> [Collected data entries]
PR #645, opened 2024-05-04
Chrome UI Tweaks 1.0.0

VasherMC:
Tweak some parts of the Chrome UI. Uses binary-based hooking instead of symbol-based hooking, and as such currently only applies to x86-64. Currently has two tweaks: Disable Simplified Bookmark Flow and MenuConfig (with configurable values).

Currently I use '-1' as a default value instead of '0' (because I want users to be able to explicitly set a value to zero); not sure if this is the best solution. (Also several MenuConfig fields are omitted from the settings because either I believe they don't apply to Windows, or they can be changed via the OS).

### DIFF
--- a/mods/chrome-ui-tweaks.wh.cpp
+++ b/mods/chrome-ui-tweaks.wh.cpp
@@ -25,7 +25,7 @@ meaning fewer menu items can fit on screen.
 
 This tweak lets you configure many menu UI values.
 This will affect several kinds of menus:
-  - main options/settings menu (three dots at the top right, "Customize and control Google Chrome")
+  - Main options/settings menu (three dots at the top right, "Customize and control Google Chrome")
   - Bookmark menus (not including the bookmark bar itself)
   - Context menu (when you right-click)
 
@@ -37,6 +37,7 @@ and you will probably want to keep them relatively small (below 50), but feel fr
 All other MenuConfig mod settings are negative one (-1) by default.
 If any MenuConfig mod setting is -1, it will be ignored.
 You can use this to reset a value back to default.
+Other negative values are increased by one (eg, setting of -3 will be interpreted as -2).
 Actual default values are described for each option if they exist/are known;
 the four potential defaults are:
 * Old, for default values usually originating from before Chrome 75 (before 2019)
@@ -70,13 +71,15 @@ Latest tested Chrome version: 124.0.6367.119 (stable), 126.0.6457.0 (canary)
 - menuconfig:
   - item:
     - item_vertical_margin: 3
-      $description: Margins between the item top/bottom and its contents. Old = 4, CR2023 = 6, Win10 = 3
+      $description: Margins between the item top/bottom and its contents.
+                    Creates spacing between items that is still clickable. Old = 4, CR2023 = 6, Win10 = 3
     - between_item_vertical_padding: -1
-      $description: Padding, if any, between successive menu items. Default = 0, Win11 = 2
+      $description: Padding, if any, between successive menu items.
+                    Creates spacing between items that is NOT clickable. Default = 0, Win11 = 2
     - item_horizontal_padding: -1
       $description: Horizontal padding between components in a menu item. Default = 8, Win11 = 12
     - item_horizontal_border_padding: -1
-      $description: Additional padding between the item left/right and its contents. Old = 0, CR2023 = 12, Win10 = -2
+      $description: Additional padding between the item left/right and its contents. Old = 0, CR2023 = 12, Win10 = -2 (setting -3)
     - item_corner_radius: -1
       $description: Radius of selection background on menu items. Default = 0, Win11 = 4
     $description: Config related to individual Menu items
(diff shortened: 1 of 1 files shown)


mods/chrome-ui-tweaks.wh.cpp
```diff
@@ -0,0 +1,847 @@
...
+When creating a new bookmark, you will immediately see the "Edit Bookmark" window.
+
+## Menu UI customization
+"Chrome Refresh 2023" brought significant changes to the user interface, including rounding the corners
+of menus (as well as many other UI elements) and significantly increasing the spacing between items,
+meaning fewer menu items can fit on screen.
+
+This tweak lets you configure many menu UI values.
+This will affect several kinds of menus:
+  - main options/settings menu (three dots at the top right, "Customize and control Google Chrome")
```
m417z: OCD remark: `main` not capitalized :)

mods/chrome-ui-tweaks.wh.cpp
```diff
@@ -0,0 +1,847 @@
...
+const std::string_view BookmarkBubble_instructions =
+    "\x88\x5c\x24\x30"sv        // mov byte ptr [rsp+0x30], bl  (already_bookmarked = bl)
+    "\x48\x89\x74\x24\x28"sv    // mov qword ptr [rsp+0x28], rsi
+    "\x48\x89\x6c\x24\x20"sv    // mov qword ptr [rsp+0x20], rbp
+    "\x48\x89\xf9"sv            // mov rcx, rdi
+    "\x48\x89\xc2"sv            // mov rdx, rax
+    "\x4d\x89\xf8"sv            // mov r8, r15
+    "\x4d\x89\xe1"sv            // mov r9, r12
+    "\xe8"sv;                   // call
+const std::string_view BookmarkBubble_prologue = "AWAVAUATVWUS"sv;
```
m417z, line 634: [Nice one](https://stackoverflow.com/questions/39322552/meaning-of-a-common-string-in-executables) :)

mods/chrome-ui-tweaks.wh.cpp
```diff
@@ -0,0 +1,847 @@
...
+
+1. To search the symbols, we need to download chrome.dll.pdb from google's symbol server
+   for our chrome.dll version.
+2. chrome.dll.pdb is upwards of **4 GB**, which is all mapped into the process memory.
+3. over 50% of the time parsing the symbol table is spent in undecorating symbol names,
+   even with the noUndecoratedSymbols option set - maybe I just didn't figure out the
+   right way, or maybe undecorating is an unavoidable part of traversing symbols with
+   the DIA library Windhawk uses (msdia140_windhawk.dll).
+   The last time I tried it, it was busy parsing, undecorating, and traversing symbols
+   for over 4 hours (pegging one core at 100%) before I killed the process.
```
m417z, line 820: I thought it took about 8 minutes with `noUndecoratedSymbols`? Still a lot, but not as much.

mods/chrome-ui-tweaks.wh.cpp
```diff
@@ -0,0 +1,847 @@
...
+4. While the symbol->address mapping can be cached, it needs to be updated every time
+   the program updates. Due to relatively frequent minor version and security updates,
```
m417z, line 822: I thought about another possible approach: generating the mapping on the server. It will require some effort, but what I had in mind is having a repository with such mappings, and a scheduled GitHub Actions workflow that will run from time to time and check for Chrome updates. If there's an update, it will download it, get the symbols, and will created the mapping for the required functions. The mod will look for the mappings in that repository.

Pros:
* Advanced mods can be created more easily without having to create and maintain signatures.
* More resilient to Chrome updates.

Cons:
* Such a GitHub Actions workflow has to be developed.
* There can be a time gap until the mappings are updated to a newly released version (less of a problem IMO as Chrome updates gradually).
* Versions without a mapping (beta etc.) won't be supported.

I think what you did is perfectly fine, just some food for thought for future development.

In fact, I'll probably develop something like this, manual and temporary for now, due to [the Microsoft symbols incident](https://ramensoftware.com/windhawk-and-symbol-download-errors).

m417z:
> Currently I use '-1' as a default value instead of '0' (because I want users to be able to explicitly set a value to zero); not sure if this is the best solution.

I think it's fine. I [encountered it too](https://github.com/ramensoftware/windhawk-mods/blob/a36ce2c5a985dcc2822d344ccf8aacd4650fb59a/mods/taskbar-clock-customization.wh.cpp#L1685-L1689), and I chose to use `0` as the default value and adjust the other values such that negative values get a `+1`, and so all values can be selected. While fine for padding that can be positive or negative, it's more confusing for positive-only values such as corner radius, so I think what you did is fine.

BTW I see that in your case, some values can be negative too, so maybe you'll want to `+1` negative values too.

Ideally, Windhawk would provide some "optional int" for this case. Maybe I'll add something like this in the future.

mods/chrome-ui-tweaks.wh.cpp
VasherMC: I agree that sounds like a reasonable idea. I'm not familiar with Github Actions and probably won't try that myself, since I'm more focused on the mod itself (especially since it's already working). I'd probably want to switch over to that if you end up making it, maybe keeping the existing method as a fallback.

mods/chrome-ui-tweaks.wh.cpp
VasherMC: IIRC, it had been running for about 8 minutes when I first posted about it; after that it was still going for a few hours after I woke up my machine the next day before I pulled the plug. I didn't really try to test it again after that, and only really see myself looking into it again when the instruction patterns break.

> [WHAT TO WORK ON] Reproduce the entries above in full, precisely as written.

> [TASK OUTPUT]
PR #645, opened 2024-05-04
Chrome UI Tweaks 1.0.0

VasherMC:
Tweak some parts of the Chrome UI. Uses binary-based hooking instead of symbol-based hooking, and as such currently only applies to x86-64. Currently has two tweaks: Disable Simplified Bookmark Flow and MenuConfig (with configurable values).

Currently I use '-1' as a default value instead of '0' (because I want users to be able to explicitly set a value to zero); not sure if this is the best solution. (Also several MenuConfig fields are omitted from the settings because either I believe they don't apply to Windows, or they can be changed via the OS).

### DIFF
--- a/mods/chrome-ui-tweaks.wh.cpp
+++ b/mods/chrome-ui-tweaks.wh.cpp
@@ -25,7 +25,7 @@ meaning fewer menu items can fit on screen.
 
 This tweak lets you configure many menu UI values.
 This will affect several kinds of menus:
-  - main options/settings menu (three dots at the top right, "Customize and control Google Chrome")
+  - Main options/settings menu (three dots at the top right, "Customize and control Google Chrome")
   - Bookmark menus (not including the bookmark bar itself)
   - Context menu (when you right-click)
 
@@ -37,6 +37,7 @@ and you will probably want to keep them relatively small (below 50), but feel fr
 All other MenuConfig mod settings are negative one (-1) by default.
 If any MenuConfig mod setting is -1, it will be ignored.
 You can use this to reset a value back to default.
+Other negative values are increased by one (eg, setting of -3 will be interpreted as -2).
 Actual default values are described for each option if they exist/are known;
 the four potential defaults are:
 * Old, for default values usually originating from before Chrome 75 (before 2019)
@@ -70,13 +71,15 @@ Latest tested Chrome version: 124.0.6367.119 (stable), 126.0.6457.0 (canary)
 - menuconfig:
   - item:
     - item_vertical_margin: 3
-      $description: Margins between the item top/bottom and its contents. Old = 4, CR2023 = 6, Win10 = 3
+      $description: Margins between the item top/bottom and its contents.
+                    Creates spacing between items that is still clickable. Old = 4, CR2023 = 6, Win10 = 3
     - between_item_vertical_padding: -1
-      $description: Padding, if any, between successive menu items. Default = 0, Win11 = 2
+      $description: Padding, if any, between successive menu items.
+                    Creates spacing between items that is NOT clickable. Default = 0, Win11 = 2
     - item_horizontal_padding: -1
       $description: Horizontal padding between components in a menu item. Default = 8, Win11 = 12
     - item_horizontal_border_padding: -1
-      $description: Additional padding between the item left/right and its contents. Old = 0, CR2023 = 12, Win10 = -2
+      $description: Additional padding between the item left/right and its contents. Old = 0, CR2023 = 12, Win10 = -2 (setting -3)
     - item_corner_radius: -1
       $description: Radius of selection background on menu items. Default = 0, Win11 = 4
     $description: Config related to individual Menu items
(diff shortened: 1 of 1 files shown)


mods/chrome-ui-tweaks.wh.cpp
```diff
@@ -0,0 +1,847 @@
...
+When creating a new bookmark, you will immediately see the "Edit Bookmark" window.
+
+## Menu UI customization
+"Chrome Refresh 2023" brought significant changes to the user interface, including rounding the corners
+of menus (as well as many other UI elements) and significantly increasing the spacing between items,
+meaning fewer menu items can fit on screen.
+
+This tweak lets you configure many menu UI values.
+This will affect several kinds of menus:
+  - main options/settings menu (three dots at the top right, "Customize and control Google Chrome")
```
m417z: OCD remark: `main` not capitalized :)

mods/chrome-ui-tweaks.wh.cpp
```diff
@@ -0,0 +1,847 @@
...
+const std::string_view BookmarkBubble_instructions =
+    "\x88\x5c\x24\x30"sv        // mov byte ptr [rsp+0x30], bl  (already_bookmarked = bl)
+    "\x48\x89\x74\x24\x28"sv    // mov qword ptr [rsp+0x28], rsi
+    "\x48\x89\x6c\x24\x20"sv    // mov qword ptr [rsp+0x20], rbp
+    "\x48\x89\xf9"sv            // mov rcx, rdi
+    "\x48\x89\xc2"sv            // mov rdx, rax
+    "\x4d\x89\xf8"sv            // mov r8, r15
+    "\x4d\x89\xe1"sv            // mov r9, r12
+    "\xe8"sv;                   // call
+const std::string_view BookmarkBubble_prologue = "AWAVAUATVWUS"sv;
```
m417z, line 634: [Nice one](https://stackoverflow.com/questions/39322552/meaning-of-a-common-string-in-executables) :)

mods/chrome-ui-tweaks.wh.cpp
```diff
@@ -0,0 +1,847 @@
...
+
+1. To search the symbols, we need to download chrome.dll.pdb from google's symbol server
+   for our chrome.dll version.
+2. chrome.dll.pdb is upwards of **4 GB**, which is all mapped into the process memory.
+3. over 50% of the time parsing the symbol table is spent in undecorating symbol names,
+   even with the noUndecoratedSymbols option set - maybe I just didn't figure out the
+   right way, or maybe undecorating is an unavoidable part of traversing symbols with
+   the DIA library Windhawk uses (msdia140_windhawk.dll).
+   The last time I tried it, it was busy parsing, undecorating, and traversing symbols
+   for over 4 hours (pegging one core at 100%) before I killed the process.
```
m417z, line 820: I thought it took about 8 minutes with `noUndecoratedSymbols`? Still a lot, but not as much.

mods/chrome-ui-tweaks.wh.cpp
```diff
@@ -0,0 +1,847 @@
...
+4. While the symbol->address mapping can be cached, it needs to be updated every time
+   the program updates. Due to relatively frequent minor version and security updates,
```
m417z, line 822: I thought about another possible approach: generating the mapping on the server. It will require some effort, but what I had in mind is having a repository with such mappings, and a scheduled GitHub Actions workflow that will run from time to time and check for Chrome updates. If there's an update, it will download it, get the symbols, and will created the mapping for the required functions. The mod will look for the mappings in that repository.

Pros:
* Advanced mods can be created more easily without having to create and maintain signatures.
* More resilient to Chrome updates.

Cons:
* Such a GitHub Actions workflow has to be developed.
* There can be a time gap until the mappings are updated to a newly released version (less of a problem IMO as Chrome updates gradually).
* Versions without a mapping (beta etc.) won't be supported.

I think what you did is perfectly fine, just some food for thought for future development.

In fact, I'll probably develop something like this, manual and temporary for now, due to [the Microsoft symbols incident](https://ramensoftware.com/windhawk-and-symbol-download-errors).

m417z:
> Currently I use '-1' as a default value instead of '0' (because I want users to be able to explicitly set a value to zero); not sure if this is the best solution.

I think it's fine. I [encountered it too](https://github.com/ramensoftware/windhawk-mods/blob/a36ce2c5a985dcc2822d344ccf8aacd4650fb59a/mods/taskbar-clock-customization.wh.cpp#L1685-L1689), and I chose to use `0` as the default value and adjust the other values such that negative values get a `+1`, and so all values can be selected. While fine for padding that can be positive or negative, it's more confusing for positive-only values such as corner radius, so I think what you did is fine.

BTW I see that in your case, some values can be negative too, so maybe you'll want to `+1` negative values too.

Ideally, Windhawk would provide some "optional int" for this case. Maybe I'll add something like this in the future.

mods/chrome-ui-tweaks.wh.cpp
VasherMC: I agree that sounds like a reasonable idea. I'm not familiar with Github Actions and probably won't try that myself, since I'm more focused on the mod itself (especially since it's already working). I'd probably want to switch over to that if you end up making it, maybe keeping the existing method as a fallback.

mods/chrome-ui-tweaks.wh.cpp
VasherMC: IIRC, it had been running for about 8 minutes when I first posted about it; after that it was still going for a few hours after I woke up my machine the next day before I pulled the plug. I didn't really try to test it again after that, and only really see myself looking into it again when the instruction patterns break.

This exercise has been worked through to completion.